Task prompt:
What you return should be every record, retyped without a single change.

◇ ◇ ◇ ◇ ◇

PR #1626, opened 2018-03-09
Show negative groups correctly in killsnoop

frioux:
killsnoop currently shows giant numbers when the target pid was negative.  This takes the two's compliment before showing it.  It is hardcoded to assume 64 bit, which may be wrong, but I don't know for sure.

### DIFF
--- a/tools/killsnoop.py
+++ b/tools/killsnoop.py
@@ -133,6 +133,10 @@ def print_event(cpu, data, size):
 
     if (args.failed and (event.ret >= 0)):
         return
+    
+    tpid = event.tpid
+    if (tpid & (1 << (64 - 1 ))) != 0:
+        tpid = tpid - (1<<64)
 
     print("%-9s %-6d %-16s %-4d %-6d %d" % (strftime("%H:%M:%S"),
         event.pid, event.comm.decode(), event.sig, event.tpid, event.ret))


yonghong-song:
Do you have a use case this is really happening?
pid_t is a `int` type which is expressed as the sys_kill argument.

Based on `man proc`,
```
       /proc/sys/kernel/pid_max (since Linux 2.5.34)
              This file specifies the value at which PIDs wrap around (i.e., the value in this file is
              one greater than the maximum PID).  PIDs greater than  this  value  are  not  allocated;
              thus,  the  value  in  this file also acts as a system-wide limit on the total number of
              processes and threads.  The default value for this file,  32768,  results  in  the  same
              range  of  PIDs  as on earlier kernels.  On 32-bit platforms, 32768 is the maximum value
              for pid_max.   On  64-bit  systems,  pid_max  can  be  set  to  any  value  up  to  2^22
              (PID_MAX_LIMIT, approximately 4 million).
```
The maximum pid on 64bit system is `2^22` with which `pid` never goes to negative.
What is your system's configuration which caused negative?

brendangregg:
@yonghong-song this is just a weird shortcut that kill(1) implements: if you do a kill to a negative pid, it treats it as a group ID.

brendangregg:
... and yes, I think killsnoop should be modified to handle this correctly.

yonghong-song:
@brendangregg, that is right. Thanks for clarification. Just checked the manpage and the source code. Indeed,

◇ ◇ ◇ ◇ ◇

Task result:
PR #1626, opened 2018-03-09
Show negative groups correctly in killsnoop

frioux:
killsnoop currently shows giant numbers when the target pid was negative.  This takes the two's compliment before showing it.  It is hardcoded to assume 64 bit, which may be wrong, but I don't know for sure.

### DIFF
--- a/tools/killsnoop.py
+++ b/tools/killsnoop.py
@@ -133,6 +133,10 @@ def print_event(cpu, data, size):
 
     if (args.failed and (event.ret >= 0)):
         return
+    
+    tpid = event.tpid
+    if (tpid & (1 << (64 - 1 ))) != 0:
+        tpid = tpid - (1<<64)
 
     print("%-9s %-6d %-16s %-4d %-6d %d" % (strftime("%H:%M:%S"),
         event.pid, event.comm.decode(), event.sig, event.tpid, event.ret))


yonghong-song:
Do you have a use case this is really happening?
pid_t is a `int` type which is expressed as the sys_kill argument.

Based on `man proc`,
```
       /proc/sys/kernel/pid_max (since Linux 2.5.34)
              This file specifies the value at which PIDs wrap around (i.e., the value in this file is
              one greater than the maximum PID).  PIDs greater than  this  value  are  not  allocated;
              thus,  the  value  in  this file also acts as a system-wide limit on the total number of
              processes and threads.  The default value for this file,  32768,  results  in  the  same
              range  of  PIDs  as on earlier kernels.  On 32-bit platforms, 32768 is the maximum value
              for pid_max.   On  64-bit  systems,  pid_max  can  be  set  to  any  value  up  to  2^22
              (PID_MAX_LIMIT, approximately 4 million).
```
The maximum pid on 64bit system is `2^22` with which `pid` never goes to negative.
What is your system's configuration which caused negative?

brendangregg:
@yonghong-song this is just a weird shortcut that kill(1) implements: if you do a kill to a negative pid, it treats it as a group ID.

brendangregg:
... and yes, I think killsnoop should be modified to handle this correctly.

yonghong-song:
@brendangregg, that is right. Thanks for clarification. Just checked the manpage and the source code. Indeed,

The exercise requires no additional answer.